Predicting Future Stock Market Returns
Nobody knows the future and there are no crystal balls, but that doesn’t stop people from trying to divine the future of stock prices. There have been many methods put forth over the years, most of them bunk. That said, there are several workable frameworks that have shown themselves to be reasonably accurate over the long term. Over the next two posts, I will outline both of these methods and give you an idea of how you may go about making your own forecasts. I’ll also examine some of the underlying assumptions made by each method and how different variables can lead to different conclusions. Finally, it should be noted that these forecasts are generally only reasonably accurate over the long term. We’re talking decades here, not years. There are no reliable methods for predicting short-term stock movements. Both of these methods are covered in one of my favorite investing books, All About Asset Allocation by Richard Ferri.
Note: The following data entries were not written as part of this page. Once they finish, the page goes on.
PR #4223, opened 2026-08-21
ci: catch release-bump dependency rebinds on the PR that causes them

### LINKED ISSUE #4220: ci: catch release-bump dependency rebinds on the PR that causes them
#4219 fixes the immediate cause of the v0.37.0 testnet release failure, but nothing would have caught it on the PR that introduced it.

To be fair to #4213: it wasn't malformed. `reqwest = "0"` already existed — #4213 just became the first crate to want reqwest 0.13 alongside Solana's 0.12, which gave `cargo update --workspace` something to rebind onto. The breakage then sat dormant until release time, a week later.

Proposal — run the guard on every PR:

1. **Dry-run the release bump in PR CI.** Run `scripts/release/bump-version.sh` against a throwaway version, assert the `Cargo.lock` diff is only member version lines, discard the result. This is the check that would actually have failed #4213, because it exercises the same re-resolution path the release does.
2. **Lint `[workspace.dependencies]` for bare `"0"` requirements.** Cheap, but only stops *new* instances of the declaration pattern, and needs the remaining 27 pinned first (see the audit in #4219).

(1) is the one worth having.

nikw9944:
## Summary of Changes

* New `release-bump-dry-run` job runs the real `scripts/release/bump-version.sh` against a throwaway next-minor version on every PR and push to `main`, then discards the result.
* The release bump's `cargo update --workspace` can silently rebind workspace members onto a different locked minor. `bump-version.sh` already fails on that, but only ran at release time, so the rebind that broke v0.37.0 sat dormant for a week after #4213 (pinned in #4219). This puts the failure on the PR that causes it.
* Fixes #4220

Two things the diff cannot cover:

* **The job is advisory until you add it to the required checks.** Ruleset 3777660 lists individual job contexts, so living in `rust.yml` confers nothing (`rust-validator-test` and `rust-cli-static` are in this workflow and not required either). Once it is green on `main`, append `{"context":"release-bump-dry-run"}` to `required_status_checks`. Noted in the docs paragraph and CHANGELOG entry.
* **It can go red for reasons unrelated to a PR.** Re-resolution hits the live crates.io index, so an upstream publish can trip the guard on an unrelated PR — and on `main` too. This is the release-day flakiness moved somewhere cheap to fix; the remedy is always to pin the requirement, which the job's failure output says.

The bare-`"0"` lint (item 2 in #4220) is out: 27 such requirements remain and would all need pinning first, and this guard catches the consequence however the requirement is spelled.

## Testing Verification

* Ran the job's step verbatim on `95336a36` (#4213 as merged, pre-#4219): fails, naming the added `reqwest 0.12.28` / `tokio-util 0.6.10` lines and the new `hyper-tls` / `native-tls` / `tokio-native-tls` packages — the same diagnosis the v0.37.0 release produced a week later. Passes on the current tree.
* Traced the release branch case (`Cargo.toml` already bumped, CHANGELOG already promoted): next-minor keeps `PREV != NEW`, the second bump adds only member version lines, job passes. No special-casing needed.


packethog (approved):

.github/workflows/rust.yml
```diff
@@ -74,3 +74,22 @@ jobs:
...
+          set -euo pipefail
+          PREV=$(grep -m1 '^version = ' Cargo.toml | sed 's/version = "\(.*\)"/\1/')
+          NEXT=$(echo "$PREV" | awk -F. '{print $1"."$2+1".0"}')
+          echo "Dry-running the release bump $PREV -> $NEXT; the result is discarded."
+          if ! ./scripts/release/bump-version.sh "$NEXT"; then
+            echo "Fix: if the failure lists Cargo.lock lines, cargo update --workspace rebound a workspace dependency onto a different version. Pin the offending requirement in [workspace.dependencies] to its locked minor (0.13, not a bare 0). The guard lives in scripts/release/bump-version.sh."
+            echo "If the rebind looks unrelated to your changes, check this job on main: re-resolution runs against the live crates.io index, so a rebind can pre-date your PR or arrive with an upstream publish."
+            echo "::error::The release version bump fails on this tree, so the next release would fail the same way. The cause and the fix are in this job's log."
+            exit 1
+          fi
```
ben-dz, line 96: **Minor** — The hint blames a dependency rebind, but the likelier trigger on an ordinary PR is a `Cargo.toml` dependency edit whose regenerated `Cargo.lock` was never committed — nothing here builds with `--locked`, so that state merges green today and `cargo update --workspace` syncs it, tripping the same guard. Verified: adding `unicode-xid` as a dev-dependency without touching the lock fails the job with the whole diagnostic being `+ "unicode-xid",`, after which "pin the offending requirement" points at a requirement that does not exist. Name the second cause: `…, or a Cargo.toml dependency change whose Cargo.lock was not committed: run cargo update --workspace and commit the lock.`

.github/workflows/rust.yml
```diff
@@ -74,3 +74,22 @@ jobs:
             echo "::error::doublezero CLI is not statically linked"
             exit 1
           fi
+  # The release bump runs `cargo update --workspace`, which can silently rebind
+  # members onto a different locked minor.
+  release-bump-dry-run:
+    runs-on: ubuntu-24.04
+    steps:
+      - uses: actions/checkout@v4
+      - uses: dtolnay/rust-toolchain@1.97.1
```
ben-dz, line 84: **Optional** — `release-bump-dry-run` has no `timeout-minutes`, so a hung step runs to GitHub's six-hour default. Once this context is in the required set — the PR's stated end state — that holds up every merge for six hours. Add `timeout-minutes: 10` to the job.

ben-dz (approved):
The guard works — verified it fails on `95336a36` naming the reqwest/tokio-util rebind, passes on HEAD, and passes on an already-bumped release tree. The findings are all about the failure path: the `Fix:` hint attributes any Cargo.lock failure to a rebind, but an uncommitted lock trips the same guard and gets sent to pin a requirement that does not exist. Two smaller items on the second hint's stated mechanism and a missing `timeout-minutes`.

- `.github/workflows/rust.yml:96` — An upstream publish cannot trip this guard: `cargo update --workspace` keeps already-locked versions rather than chasing the index. Three runs of this step (pre-#4219 `95336a36`, the v0.37.0 bump commit, and HEAD) each left ~261-263 dependencies "behind latest" while touching only the 16 member entries; a rebind needs a tree change (loose requirement plus a second locked version, as in #4213) or a yank. "Check this job on main" is still the right action — attribute it to a PR merged since your base and drop the publish clause.

.github/workflows/rust.yml
nikw9944: Named it in 947f476c — the hint now reads "either `cargo update --workspace` rebound a workspace dependency … or a `Cargo.toml` dependency change landed without its regenerated lock, so run `cargo update --workspace` and commit the `Cargo.lock`."

Reproduced your case first (added `unicode-xid` to `config/Cargo.toml` dev-deps without touching the lock): the entire diagnostic is `+ "unicode-xid",`, which the old single-cause hint would have misdirected.

.github/workflows/rust.yml
nikw9944: Added `timeout-minutes: 10` in 947f476c. The job runs in ~14s on this PR, so the cap is far off the real duration and only bounds a hang.

nikw9944:
Rebased onto `main` (`c15a7935`) and addressed all three items in 947f476c.

- The `Fix:` hint now names both causes — a rebind, and a `Cargo.toml` dependency edit whose regenerated `Cargo.lock` was never committed. Reproduced your `unicode-xid` case before changing the text.
- Dropped the upstream-publish clause. You're right that `cargo update --workspace` keeps already-locked third-party versions; the second hint now points at a dependency arriving on another branch since the base. Same correction applied to the paragraph in `docs/testnet-release.md`, which carried the identical claim.
- `timeout-minutes: 10` on the job.

Nothing skipped.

- Method 1: Stacking Risk Premiums
All investments have risk. With no risk, there is no return. Intermediate-term corporate bonds have inflation risk, default risk, and term risk. Large-cap US stocks have equity risk in addition to all the risks of intermediate-terms corporate bonds. Small-cap value stocks have small-cap risk and value stock risk in additions to those possessed by large-cap US stocks. Starting with the risk-free US treasury bill rate of return and stacking risk premiums on top of each other, we can estimate future long-term returns for practically any asset class imaginable.
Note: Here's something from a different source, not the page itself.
Issue #4204, opened 2026-08-17
dev/dzctl: run an ip-verifier in the local devnet


elitegreg:
Part of RFC-27 (tracker: #4194). Depends on #4198.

- Method 2: Forecasting Stock Returns Using Macroeconomic Growth Factors
This is a top-down method in which you first estimate the future growth of the over-all economy using various marcoeconomic conditions and back out to determine corporate earnings. Since stock prices follow earnings over long periods of time, you can estimate with a fair degree of accuracy what stock prices will look like 30 years from now if your economic projections turn out to be true.